WORK REQUEST. Let the answer be the lines from the one with "Dependency: revery-terminal -> 6b2f4e0" to the end of the entries, copied exactly with both boundary lines kept.

....................

PR #1445, opened 2020-03-08
Dependency: revery-terminal -> 6b2f4e0

bryphe:
Pick up fixes for unicode characters and large writes, and bring in scrollback.


bryphe:
Obsoleted by #1446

....................

FINAL ANSWER.
Dependency: revery-terminal -> 6b2f4e0

bryphe:
Pick up fixes for unicode characters and large writes, and bring in scrollback.


bryphe:
Obsoleted by #1446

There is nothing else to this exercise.